0.1 Learning Outcomes
By the end of this coursework you should be able to:
describe what an ANOVA tests for
use a visualization to outline how the following are calculated:
- total sum of squares
- group sum of squares
- residual sum of squares
describe why the mean squares of groups is called the “between group variability”
describe why the mean square error is called the “within group variability”
outline how an F-statistic is calculated
explain what a “large” or a “small” F-statistic indicates
describe the conditions for performing an ANOVA procedure
outline when it is appropriate to use an \(F\)-distribution in an ANOVA
explain the similarities and differences between parametric (\(F\)-based) methods and non-parametric (simulation-based) methods
use R to:
- generate a permutation distribution for F-statistics
- visualize the permutation distribution
- calculate the observed F-statistic statistic
- calculate a p-value for a hypothesis test
1 Prepare
1.1 Textbook Reading
Required Reading: Inference for Comparing Many Means
Reading Guide – Due Monday by the start of class
1.2 Concept Quiz – Due Monday by the start of class
- Which of the following are true about the mean squares between groups? (Select all that apply)
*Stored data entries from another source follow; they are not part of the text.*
PR #3743, opened 2018-01-26
Add debounce when changing range

### LINKED ISSUE #406: Debounce timerange setting changes
After pressing any of the buttons that cause timerange changes, we should wait a short amount of time before updating the graph. That way, if the user presses the button multiple times, we don't load every intermediate result immediately.

biglovisa:
Fixes #406

Wraps all functions that change range in a debounce function.


lovisas:
@Conorbro would you be able to review this? I took a different approach than suggested in the related issue so that it wouldn't slow down the page.

simonpasquier:
@biglovisa can you rebase on master?

biglovisa:
I will open up a new PR for this instead, I don't have access to this fork any longer.

biglovisa:
@simonpasquier new PR is up on #4495

PR #3745, opened 2018-01-26
Update api.md

krysennn:
Update doc with correct example for endpoint "POST /api/v1/admin/tsdb/delete_series"


brian-brazil:
Thanks!

PR #3747, opened 2018-01-26
Update throttle & tsdb update

brancz:
@krasi-georgiev @Gouthamve and I have been working tirelessly to find a way to reasonably throttle SD updates, and for now settled on this one. After a couple rounds of benchmarking this seems to to the trick.

Testing + feedback would be highly appreciated! :slightly_smiling_face: 

/update

`rate(prometheus_target_scrape_pool_sync_total{prometheus!="meta"}[1m])`
screenshot from 2018-01-26 18-27-41

`container_memory_usage_bytes{container_name="prometheus"}`
screenshot from 2018-01-26 18-26-17

`sum(rate(container_cpu_usage_seconds_total{container_name="prometheus"}[1m])) by(name)`
screenshot from 2018-01-26 18-25-52

`rate(go_memstats_alloc_bytes_total{job="prometheus"}[1m])`
screenshot from 2018-01-26 18-25-34

### DIFF
--- a/discovery/manager.go
+++ b/discovery/manager.go
@@ -17,6 +17,7 @@ import (
 	"context"
 	"fmt"
 	"sync"
+	"time"
 
 	"github.com/go-kit/kit/log"
 	"github.com/go-kit/kit/log/level"
@@ -81,6 +82,10 @@ type Manager struct {
 	targets map[poolKey]map[string]*targetgroup.Group
 	// The sync channels sends the updates in map[targetSetName] where targetSetName is the job value from the scrape config.
 	syncCh chan map[string][]*targetgroup.Group
+	// True if updates were received in the last 5 seconds.
+	recentlyUpdated bool
+	// Protects recentlyUpdated.
+	recentlyUpdatedMtx sync.Mutex
 }
 
 // Run starts the background processing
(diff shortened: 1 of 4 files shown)


discovery/manager.go
```diff
@@ -137,7 +143,26 @@ func (m *Manager) runProvider(ctx context.Context, poolKey poolKey, updates chan
 				return
 			}
 			m.updateGroup(poolKey, tgs)
-			m.syncCh <- m.allGroups()
+			m.recentlyUpdatedMtx.Lock()
+			m.recentlyUpdated = true
+			m.recentlyUpdatedMtx.Unlock()
```
fabxc: Why not just put the following after `m.syncCh <- ...` here:

```go
select {
case <-time.After(5 * time.Second):
case <-ctx.Done():
    return
}
```

fabxc: The solution here will send updates even if there were none.

krasi-georgiev: We tried this initially, but this just blocks the sender and the updates just pile up and get delayed.

What we want is to drain the sender , but send updates to the Scraper only once at a given interval.

Gouthamve: @fabxc Not sure why this will send updates even if none exist though.

The issue with doing a `time.After(5 * time.Second)` is that if the SD mechanism launches a goroutine per update, we might end up with a lot of waiting goroutines because we are not draining the channel.

Gouthamve:
👍 from me

brancz:
:+1: on @krasi-georgiev's change

krasi-georgiev:
:+1:  :smile_cat:  from me  as well

brancz:
Ok then let's move forward.

PR #3748, opened 2018-01-26
Discovery/Kubernetes: If target is Node, attach labels of it.

cofyc:
## What this PR does

For all targets backed by a node, all labels of the `role: node`
discovery are attached.

## Why we need it

We are currently using [prometheus-operator](https://github.com/coreos/prometheus-operator) to scrape metrics from kubelet. `prometheus-operator` maintains a endpoint object (`kubelet` by default), e.g:

```
apiVersion: v1
kind: Endpoints
metadata:
  labels:
    k8s-app: kubelet
  name: kubelet
  namespace: kube-system
subsets:
- addresses:
  - ip: 192.168.128.116
    targetRef:
      kind: Node
      name: nodea
      uid: 1c75a366-1e85-11e7-bacc-f23c9184ec92
  - ip: 192.168.130.217
    targetRef:
      kind: Node
      name: nodeb
      uid: 5165df10-888b-11e7-83d7-f23c9184ec92
  ports:
  - name: http-metrics
    port: 10255
    protocol: TCP
  - name: cadvisor
    port: 4194
    protocol: TCP
  - name: https-metrics
    port: 10250
    protocol: TC
```

In current prometheus, if kubernetes discovery role is `endpoint`, it does not attach labels of `role: node`. Metrics scraped from `kubelet` on each node does not contain node labels. In many cases, we need to do [vector matching](https://prometheus.io/docs/prometheus/latest/querying/operators/#vector-matching) with others metrics (e.g. `kube_node_labels` from `kube-state-metrics`). But without node name label, it's hard to do.

IMHO, it will be convenient, if targets backed by a node, all labels of the `role: node`
discovery are attached, like `Pod` target.

### DIFF
--- a/discovery/kubernetes/endpoints.go
+++ b/discovery/kubernetes/endpoints.go
@@ -23,6 +23,7 @@ import (
 	"github.com/go-kit/kit/log/level"
 	"github.com/prometheus/common/model"
 	"github.com/prometheus/prometheus/discovery/targetgroup"
+	"github.com/prometheus/prometheus/util/strutil"
 	apiv1 "k8s.io/client-go/pkg/api/v1"
 	"k8s.io/client-go/tools/cache"
 )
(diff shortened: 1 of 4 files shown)


cofyc:
cc @brian-brazil @fabxc @brancz

brancz:
I don't think the entire node labels are necessary. A generic target `kind` and `name` would be the correct mapping to Prometheus meta labels I think.

brian-brazil:
I'm a big confused by this, can you share the prometheus.yml you are using?

cofyc:
@brian-brazil 
Here: https://pastebin.com/u6kj0x1t, it is generated and managed by prometheus-operator. 

In short, we want to vector matching on metrics from kubelet and kube-state-metrics. But with prometheus-operator kubelet target are discoveried through `endpoints` role, no node info are attached now.  So I try to attach node labels if endpoint target is backed by node, like `Pod` target.

@brancz That would be much simpler! I created a separate PR to address this: https://github.com/prometheus/prometheus/pull/3770

brancz:
Got it, that makes sense. As an explanation why the nodes are in the `Endpoints` object, is because it basically simulates self-hosted kubelets, until we actually have them self-hosted.

PR #3750, opened 2018-01-27
last config success time gauge: use SetToCurrentTime()

roidelapluie:


roidelapluie:
I think we should use Gauge's built in SetToCurrent time for this.

The side effect is that the gauge now will have nanosecond precision.

brian-brazil:
Thanks!

PR #3751, opened 2018-01-27
update the discover tests

krasi-georgiev:
the discovery test is now only testing update and get groups.
It doesn't do an e2e test but just a unit test of setting and receiving
target groups


krasi-georgiev:
will open directly against the  prometheus/sched-update-throttle branch

Issue #3746, opened 2018-01-26
rate()/increase() extrapolation considered harmful


free:
**The problem**

*[Feel free to skip ahead to the proposed solution, as I'm guessing the problem is widely understood. Or just read the last couple of paragraphs for a real-life example of the problem and my current workaround.]*

I've been trying to deal with the errors introduced by the `rate()` and `increase()` functions for so long that I keep going back every few months and spend a couple of hours tweaking Grafana dashboards before I remember that there is literally **no way of getting an accurate result** out of them short of using recorded rules for everything and, even in that case, working around and against Prometheus.

To clarify, let's assume I have a monitoring configuration with **scrapes every 5 seconds** and **rule evaluation every 10 seconds**. It collects among other things a `request_count` counter, that increases by 1 every 20 seconds. Let's also assume that I would really like a Grafana graph that displays an accurate number of requests over time, on a dashboard with an adjustable time range. (I.e. I want to be able to look at 15 minutes, 1 hour and 7 days on the same dashboard, with Grafana automatically adjusting the resolution.) Not a tall order, right?

For the purpose of clarity, here is how the `request_count` samples would look like (at a 5 second resolution):

    [0, 1, 1, 1, 1, 2, 2, 2, 2, 3, 3, 3, 3, 4, 4, 4, 4, ...]

The naive approach is you add a graph and put in an expression along the lines of:

    increase(request_count[$__interval])

and set *Min step* to `10s` (I would prefer a *Min step* of `5s`, since the resolution of the underlying data is 5 seconds, but let's not even go there yet). Ideally the graphed values (with a 10 second resolution) would look something like:

    [0, 1, 0, 1, 0, 1, 0, 1, 0, ...]

What I'm getting instead, depending on the exact time I reload the page is one of:

    [0, 2, 0, 2, 0, 2, 0, 2, 0, ...]

or

    [0, 0, 0, 0, 0, 0, 0, 0, 0, ...]

[...]

PR #3760, opened 2018-01-30
Implement xrate/xincrease/xdelta functions, as per #3746

free:
Took a while to figure out that I also needed to tweak `(*Engine).populateIterators()` in order to get the extra point(s) before the range start, but it's finally done. And, if I might say so, it's relatively clean (minus the range adjustment at the top of `exactRate()`.

I ended up making one slight change from my original proposal, which is not to adjust the increase by `range / sampledInterval`, as it would only add noise. If the range is not an "exact" multiple of the sampling interval, I believe it's OK to get a sawtooth pattern for smoothly increasing counters for the price of an exact value (which is quite useful for not-so-smoothly increasing counters). Rates (`xrate` and `xdelta`) are not affected by this, as they are always divided by the actual sampled interval, so they will be perfectly smooth for a perfectly smooth counter.

### DIFF
--- a/promql/engine.go
+++ b/promql/engine.go
@@ -493,21 +493,20 @@ func (ng *Engine) populateIterators(ctx context.Context, s *EvalStmt) (storage.Q
 	var maxOffset time.Duration
 
 	Inspect(s.Expr, func(node Node) bool {
+		nodeOffset := LookbackDelta
 		switch n := node.(type) {
 		case *VectorSelector:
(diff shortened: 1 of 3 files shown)


brian-brazil:
As explained in https://github.com/prometheus/prometheus/issues/3746#issuecomment-361572859 I'm afraid I cannot accept this PR as-is. If you have a proposal that fits in with the rest of PromQL I'd be happy to consider it.

PR #3770, opened 2018-01-31
Map target infos of endpoints to prometheus meta labels.

cofyc:
See https://github.com/prometheus/prometheus/pull/3748#issuecomment-361817651.


simonpasquier:
:+1:

brian-brazil:
Thanks!

Issue #3791, opened 2018-02-03
provide median() operator or note how to get it with quantile(0.5)


tzz:
Currently, the `quantile` operator is provided, but there's no `median`. The `median` according to https://prometheus.io/docs/practices/histograms/ is trivially `quantile(0.5, ...)`. Can you please consider either adding a new `median` operator to do this, or adding a note to `quantile` in the docs https://prometheus.io/docs/prometheus/latest/querying/operators/ for users that don't know this?

Thank you.

matthiasr:
Since it's so easy to do with the existing quantile function, I don't think
we need a new one.

For mentioning this, can you please make a PR in <
https://github.com/prometheus/docs>?

tzz:
The operators.md reference was not in the docs repo so I created https://github.com/prometheus/prometheus/pull/3792 which should resolve it trivially.

Thanks.

beorn7:
With #3792 closed, I'll try to craft a docs PR that might find more acceptance.

PR #3792, opened 2018-02-04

- it is a standardized measure of the variability in responses between groups
- it compares the mean of each group to the overall mean across all groups
- it compares the observations within each group to the mean of that group
- it is used as the numerator in an F-statistic
- it is used as the denominator in an F-statistic
- it is found by dividing the sum of squares between groups by the number of groups minus 1 (\(k\) - 1)
- it is found by dividing the sum of squares between groups by the sample size minus the number of groups (\(n - k\))
- Which of the following are true about the mean square errors? (Select all that apply)
- it is a standardized measure of the variability in responses within each group
- it compares the mean of each group to the overall mean across all groups
- it compares the observations within each group to the mean of that group
- it is used as the numerator in an F-statistic
- it is used as the denominator in an F-statistic
- it is found by dividing the sum of square errors by the number of groups minus 1 (\(k\) - 1)
- it is found by dividing the sum of square errors by the sample size minus the number of groups (\(n - k\))
- An F-statistic uses which formula?
\(\frac{MSG}{MSE}\)
\(\frac{SSG}{SSE}\)
\(\frac{MSE}{MSG}\)
\(\frac{SSE}{SSG}\)
- Ideally, in an ANOVA we’d like to see… (select all that apply)
- large differences in the means of the groups
- small differences in the means of the groups
- large variability in the observations within each group
- small variability in the observations within each group
- If the null hypothesis that the means of four groups are all the same is rejected using ANOVA at a 5% significance level, then… (select all that apply)
we can then conclude that all the means are different from one another.
the variability between groups is higher than the variability within groups.
we can then conclude that at least one mean is different from the others.
the pairwise analysis will identify at least one pair of means that are significantly different.
an appropriate \(\alpha\) to be used in pairwise comparisons is \(\frac{0.05}{4} = 0.0125\) since there are four groups.
True or false, as the total sample size increases, the degrees of freedom for the residuals increases.
True or false, the constant variance condition can be somewhat relaxed when the sample sizes are large.
True or false, the independence assumption can be relaxed when the total sample size is large.
True or false, the normality condition is very important when the sample sizes of each group are small.